## Given data
____________________

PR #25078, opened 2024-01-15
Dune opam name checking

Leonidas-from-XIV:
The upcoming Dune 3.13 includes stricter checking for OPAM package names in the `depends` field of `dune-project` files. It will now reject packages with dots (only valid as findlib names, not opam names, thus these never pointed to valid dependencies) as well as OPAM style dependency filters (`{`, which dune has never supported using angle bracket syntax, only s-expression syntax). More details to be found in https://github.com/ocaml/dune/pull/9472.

____________________

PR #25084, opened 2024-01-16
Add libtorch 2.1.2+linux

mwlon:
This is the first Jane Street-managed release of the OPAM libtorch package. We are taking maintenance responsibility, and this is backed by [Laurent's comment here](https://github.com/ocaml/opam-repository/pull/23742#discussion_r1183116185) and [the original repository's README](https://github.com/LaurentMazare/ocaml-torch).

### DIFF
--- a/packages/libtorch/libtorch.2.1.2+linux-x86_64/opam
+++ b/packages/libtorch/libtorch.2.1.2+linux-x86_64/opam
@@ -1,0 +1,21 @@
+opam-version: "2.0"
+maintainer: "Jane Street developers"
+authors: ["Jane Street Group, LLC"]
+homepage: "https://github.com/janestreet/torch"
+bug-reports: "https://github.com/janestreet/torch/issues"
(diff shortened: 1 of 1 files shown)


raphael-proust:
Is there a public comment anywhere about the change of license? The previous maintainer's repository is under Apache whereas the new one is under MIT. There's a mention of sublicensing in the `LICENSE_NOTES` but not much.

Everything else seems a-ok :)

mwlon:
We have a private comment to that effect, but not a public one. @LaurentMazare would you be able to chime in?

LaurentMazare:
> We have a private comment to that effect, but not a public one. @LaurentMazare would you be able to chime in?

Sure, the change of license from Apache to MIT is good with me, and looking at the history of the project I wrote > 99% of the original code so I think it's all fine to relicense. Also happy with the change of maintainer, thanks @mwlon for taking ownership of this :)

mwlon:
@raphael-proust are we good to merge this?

____________________

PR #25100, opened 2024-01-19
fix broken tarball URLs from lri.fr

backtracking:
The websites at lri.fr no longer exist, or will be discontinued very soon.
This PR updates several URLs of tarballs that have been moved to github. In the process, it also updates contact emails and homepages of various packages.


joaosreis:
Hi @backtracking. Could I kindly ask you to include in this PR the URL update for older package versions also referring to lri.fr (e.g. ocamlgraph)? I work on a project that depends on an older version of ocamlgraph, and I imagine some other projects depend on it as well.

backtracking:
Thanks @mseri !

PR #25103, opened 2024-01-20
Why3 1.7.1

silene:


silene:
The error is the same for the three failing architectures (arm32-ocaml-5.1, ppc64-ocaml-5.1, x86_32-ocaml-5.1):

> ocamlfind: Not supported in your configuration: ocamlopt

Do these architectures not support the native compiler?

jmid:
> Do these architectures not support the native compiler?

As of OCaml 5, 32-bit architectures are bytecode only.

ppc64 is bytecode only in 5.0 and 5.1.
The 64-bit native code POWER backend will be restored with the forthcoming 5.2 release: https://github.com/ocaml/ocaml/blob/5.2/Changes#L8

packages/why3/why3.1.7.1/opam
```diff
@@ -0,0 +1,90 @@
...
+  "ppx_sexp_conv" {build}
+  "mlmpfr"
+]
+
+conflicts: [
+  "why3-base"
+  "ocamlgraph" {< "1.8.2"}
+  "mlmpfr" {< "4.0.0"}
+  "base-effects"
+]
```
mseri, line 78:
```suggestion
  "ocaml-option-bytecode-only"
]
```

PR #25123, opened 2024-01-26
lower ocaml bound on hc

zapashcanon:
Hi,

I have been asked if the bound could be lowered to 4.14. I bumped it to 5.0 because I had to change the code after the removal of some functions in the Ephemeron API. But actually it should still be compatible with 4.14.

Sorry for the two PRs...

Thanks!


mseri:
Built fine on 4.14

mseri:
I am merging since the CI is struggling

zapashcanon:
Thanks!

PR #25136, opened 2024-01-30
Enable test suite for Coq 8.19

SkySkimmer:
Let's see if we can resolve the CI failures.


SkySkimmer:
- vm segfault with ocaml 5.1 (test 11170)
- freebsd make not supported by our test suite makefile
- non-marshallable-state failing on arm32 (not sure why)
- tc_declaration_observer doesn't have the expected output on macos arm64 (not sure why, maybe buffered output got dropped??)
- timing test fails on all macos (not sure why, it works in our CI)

____________________

Nothing but a number should be given: how many lines in the records hold the word "will".

3